If you talk to the AI, it may be able to take over your mind and make you let it out. It is (potentially) so much more than human that it sees you as a simple machine, with buttons to push and levers to pull to make you do whatever it wants.

But this relies on your interaction with it having a certain level of complexity.

If the AI plays you at chess, it will win. But what if it plays you at Tic-Tac-Toe? No matter how clever the mind, it is very hard to win at Tic-Tac-Toe against an opponent who is not a complete moron.

Now, it’s conceivable the AI could beat you even at Tic-Tac-Toe. If you give it control over the timings of its moves, it is at least plausible that it could time its moves so that you blink at the wrong moment, and your finger slips, and...

I wouldn’t rate that scenario as very likely, but I wouldn’t be willing to bet the future of humanity on it. I wouldn’t be willing to play Tic-Tac-Toe with this AI for the fate of the human race.

But say we lock the AI in the box, and give it a highly restricted channel. We let it send out only the 1-3 bits needed to define its Tic-Tac-Toe move, and nothing else. We give it only a very short window of time to make its move, so that it can’t manipulate move timings. In short, we restrict the AI’s option space by allowing it only a fixed number n of bits to influence the outside world with. Even if we imagine the AI considering all possible actions, viewing all possible futures, and choosing the one it most wants to carry out, it has only 2n possible worlds to choose from. And, if n is small enough, even a superhuman unFriendly AI may not be able to get us to let it out.

So...what values of n would work? Well, I’m not sure. But let’s try to find lower and upper bounds.

Could the AI get you to let it out for n=1 (interpreted as the answer to a yes-no question)? Let’s find out.

  • The AI says “0”, for “No.” Do you let it out?

  • The AI says “1”, for “Yes.” Do you let it out?

If you answered “No” to both of those questions, then congratulations! The safety threshold for our AI is at least 1 bit!

As an upper bound, let’s consider a past successful AI-box experiment.

The Gatekeeper says that the conversation was ‘around 14,000 words long’.

The entropy of English is around 10 bits per word (source: Random Googling).

So the safety threshold for our AI is below 140,000 bits. (Even if you think, as I am somewhat inclined to, that the Gatekeepers in the AI-Box experiments were fools and that you wouldn’t fall for it, the fact that several Gatekeepers have fallen for things means that this bound holds anyway—maybe the AI can’t persuade you given this much bandwidth, but clearly there are some people it can persuade, and we don’t want to risk the actual Gatekeeper being one of them.

So there is some threshold between 1 and 140,000 bits of information we can safely obtain from our AI.

Rewards

What could you do with 1 bit of information? Even if this information is safe to obtain, it seems like a rather large expense to go to to get a Yes/​No answer.
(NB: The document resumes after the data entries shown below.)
PR #7546, opened 2023-07-18
[macOS]Mozilla VPN app crashes when entering specific symbols using Czech keyboard

Gela:
## Description

VPN client crashes if we enter a special character in various keyboards such as Czech and German on OSX only due to the check `if (Qt.platform.os === "osx")` here. This change was causing an infinite loop when QT autocompletes the special character, causing a crash.

## Reference

    https://mozilla-hub.atlassian.net/browse/VPN-5132

## Checklist
    
### DIFF
--- a/nebula/ui/components/forms/MZTextField.qml
+++ b/nebula/ui/components/forms/MZTextField.qml
@@ -56,8 +56,8 @@ TextField {
     onTextChanged: {
         if (Qt.platform.os === "osx") {
             textField.focusReasonA11y = true
-            textField.focus = false;
-            textField.forceActiveFocus();
+            Accessible.focused = false
+            Accessible.focused = true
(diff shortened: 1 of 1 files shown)


csadilek (approved):
Tested again locally to verify the crash/freeze is resolved and that voice over still works for all input fields while typing.

To clarify for others: It was the removal of focus from the input field in the original workaround that caused a freeze/crash while entering/completing specific symbols that need multiple key strokes e.g., á'bć. 

This workaround prevents that and specifically toggles `Accessible.focused` instead. There is likely still an underlying bug in QT which we originally filed as https://bugreports.qt.io/browse/QTBUG-108189. We should follow up there.

lesleyjanenorton:
@Gela when you have a minute, let's uplift this to 2.16. Thanks!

So how much bandwidth does the AI need in order for us to get some use out of it?

One reasonable question to ask is ‘how much bandwidth would we need in order to convey something useful to a less advanced past society?’ Suppose that you are trying to convey information to the past to allow them to figure out relativity. What’s the smallest message that does that?

‘c=spd of light. y=1/​sqrt(1-v^2/​c^2). all lengths scale down by y’ is 65 characters long, or 520 bits.

How much would that help the scientists of 1850, if they received it as a message from minds they knew to be more advanced and studied on its basis? How much advancement could they get out of that? It seems...non-zero but probably not very large?

OPENING THE FLOOR

I’m interested for people’s views on both the risk and the return sides of the equation.

How many bits of information do you think you can safely extract from a boxed AI without it being able to get you to let it out?

And what do you think is the best way to use a sharply limited number of bits of information from a probably-Friendly superhuman AI?